**YOUR ASSIGNMENT**
The data below is to be output in full, unchanged.

(Items from a data source)
PR #1046, opened 2025-05-22
Simplify `field_administration` usage across content types

pwolfert:
# Description

[Context here](https://github.com/department-of-veterans-affairs/next-build/pull/1040#discussion_r2103388274)

We were inconsistently referencing and using `field_administration` data in our various content types and components, and this aims to make it consistent and simplify it.

## Ticket

Related to https://github.com/department-of-veterans-affairs/va.gov-cms/issues/21250

### DIFF
--- a/src/products/event/template.tsx
+++ b/src/products/event/template.tsx
@@ -28,7 +28,8 @@ export const Event = ({
   cost,
   registrationRequired,
   socialLinks,
-  administration,
+  administrationId,
+  administrationName,
   link,
   additionalInfo,
   eventCTA,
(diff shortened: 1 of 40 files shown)


src/products/event/template.tsx
```diff
@@ -330,17 +331,17 @@ export const Event = ({
...
             <p>
               <va-link
                 href={listing}
                 onClick={() =>
                   recordEvent({ event: 'nav-secondary-button-click' })
                 }
                 id="see-more-events"
-                text={`Browse the ${administration.name} events calendar`}
+                text={`Browse the ${administrationName} events calendar`}
               ></va-link>
```
pwolfert, line 345: The solution for simplifying was based on my earlier evaluation that only the id was ever used in the site, but I was wrong. All the changes were based on that disproven assumption. But now the work day is over, so I'm going to leave this here.

pwolfert: Because of this, I created [an alternate path](https://github.com/department-of-veterans-affairs/next-build/pull/1048), which is what @cvalarida had suggested in the first place.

**ANSWER SPACE**
PR #1046, opened 2025-05-22
Simplify `field_administration` usage across content types

pwolfert:
# Description

[Context here](https://github.com/department-of-veterans-affairs/next-build/pull/1040#discussion_r2103388274)

We were inconsistently referencing and using `field_administration` data in our various content types and components, and this aims to make it consistent and simplify it.

## Ticket

Related to https://github.com/department-of-veterans-affairs/va.gov-cms/issues/21250

### DIFF
--- a/src/products/event/template.tsx
+++ b/src/products/event/template.tsx
@@ -28,7 +28,8 @@ export const Event = ({
   cost,
   registrationRequired,
   socialLinks,
-  administration,
+  administrationId,
+  administrationName,
   link,
   additionalInfo,
   eventCTA,
(diff shortened: 1 of 40 files shown)


src/products/event/template.tsx
```diff
@@ -330,17 +331,17 @@ export const Event = ({
...
             <p>
               <va-link
                 href={listing}
                 onClick={() =>
                   recordEvent({ event: 'nav-secondary-button-click' })
                 }
                 id="see-more-events"
-                text={`Browse the ${administration.name} events calendar`}
+                text={`Browse the ${administrationName} events calendar`}
               ></va-link>
```
pwolfert, line 345: The solution for simplifying was based on my earlier evaluation that only the id was ever used in the site, but I was wrong. All the changes were based on that disproven assumption. But now the work day is over, so I'm going to leave this here.

pwolfert: Because of this, I created [an alternate path](https://github.com/department-of-veterans-affairs/next-build/pull/1048), which is what @cvalarida had suggested in the first place.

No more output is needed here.